Antony Thomas Gough (born 1949) is a New Zealand businessman and property developer based in Christchurch. The grandson of Tracy Thomas Gough, who founded Gough, Gough and Hamer, Gough is considered to be one of the city's most influential businessmen. He is the developer of The Terrace, a major commercial development in Christchurch's retail district and part of the city's reconstruction programme following the 2011 earthquake.

== Biography ==
Gough was born in Christchurch on 8 April 1949. He was educated at Christ's College from 1962 to 1966. He graduated from the University of Canterbury with a Bachelor of Science in 1970 with honours in nuclear science, and was awarded an honorary doctorate in commerce in April 2014 from the same institution.

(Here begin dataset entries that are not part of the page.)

PR #837, opened 2016-01-04
Fix BootstrapListener to be most priority listener

nightlinus:
There is an issue when bootstrap config option is set and some class described
then class is created and phpspec can't autoload it during rerun because of BootstrapListener priority is less then ReRunListener priority.

I know i need to write test for this case, can somebody give me some tips how i can reproduce this case with behat?

### DIFF
--- a/src/PhpSpec/Listener/BootstrapListener.php
+++ b/src/PhpSpec/Listener/BootstrapListener.php
@@ -19,7 +19,7 @@ class BootstrapListener implements EventSubscriberInterface
 
     public static function getSubscribedEvents()
     {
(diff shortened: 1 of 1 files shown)


ciaranmcnulty:
Thanks for finding and fixing this!

You will need to cover this in the behat suite; you would add a new scenario and tag it as `@isolated`, then add any missing step definitions to the `IsolatedProcessContext`.

If you're not sure how to do this then perhaps someone else could help.

ciaranmcnulty:
Actually this is probably ok without end to end tests; thanks for the contribution!

PR #1463, opened 2024-01-23
Add stricter argument, property, and return types

ciaranmcnulty:
Used existing docblocks to populate types, and added obvious narrower types where there was no docblock. Used wide types where it was not clear what the real types should be.

Did not attempt to fix types in this PR, just to tried to ensure that everywhere has a declared type of some sort.

### DIFF
--- a/src/PhpSpec/Wrapper/Subject/WrappedObject.php
+++ b/src/PhpSpec/Wrapper/Subject/WrappedObject.php
@@ -13,6 +13,7 @@
 
 namespace PhpSpec\Wrapper\Subject;
 
+use Closure;
 use PhpSpec\Factory\ObjectFactory;
 use PhpSpec\Formatter\Presenter\Presenter;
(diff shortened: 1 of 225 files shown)


src/PhpSpec/Wrapper/Subject/WrappedObject.php
```diff
@@ -89,10 +74,7 @@ public function beConstructedWith(array $args): void
         $this->beAnInstanceOf($this->classname, $args);
     }
 
-    /**
-     * @param null|callable|string $factoryMethod
-     */
-    public function beConstructedThrough($factoryMethod, array $arguments = array()): void
+    public function beConstructedThrough(callable|array|string|null $factoryMethod, array $arguments = array()): void
```
stof, line 77: why adding `array` here, when it was not in the phpdoc type (neither for the argument nor for the property) ?

PR #1466, opened 2024-01-26
Add Token utility object

ciaranmcnulty:
While trying to make the code using tokens clearer I found myself adding a lot of types and spotting repeated logic

This PR introduces some small utility value objects that encapsulate this repetitive token handling

### DIFF
--- a/src/PhpSpec/CodeAnalysis/TokenizedNamespaceResolver.php
+++ b/src/PhpSpec/CodeAnalysis/TokenizedNamespaceResolver.php
@@ -38,7 +38,7 @@ final class TokenizedNamespaceResolver implements NamespaceResolver
 
         $tokens = Token::getAll($code);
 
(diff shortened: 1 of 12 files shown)


src/PhpSpec/CodeAnalysis/TokenizedNamespaceResolver.php
```diff
@@ -34,56 +36,59 @@ public function analyse(string $code): void
         $this->currentUseGroup = '';
         $this->uses = [];
 
-        $tokens = token_get_all($code);
+        $tokens = Token::getAll($code);
 
-        foreach ($tokens as $index => $token) {
+        foreach ($tokens as $_ => $token) {
```
jdreesen, line 41: Why not just:

```suggestion
        foreach ($tokens as $token) {
```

Gough, his brothers Tracy Gough and Harcourt Gough, and his twin sister Avenal McKinnon were part-owners of Gough Holdings Ltd, previously known as Gough, Gough and Hamer. The company supplied heavy equipment for the mining, forestry, transport and power industries in Australasia and employed 950 staff.

In 2013, an attempt of the B T Gough Trust to obtain a controlling stake of Gough Holdings Ltd through gaining shareholding of the O T Gough Trust went to the High Court. The National Business Review estimates the value of the Gough family at NZ$300m.

The Gough family owned Shand's Emporium in Hereford Street, the oldest commercial building in the Christchurch Central City, from circa 1940. Gough sold the Category I heritage building for $1 as it was in the way of The Terrace development, and it was transported to a new site in Manchester Street.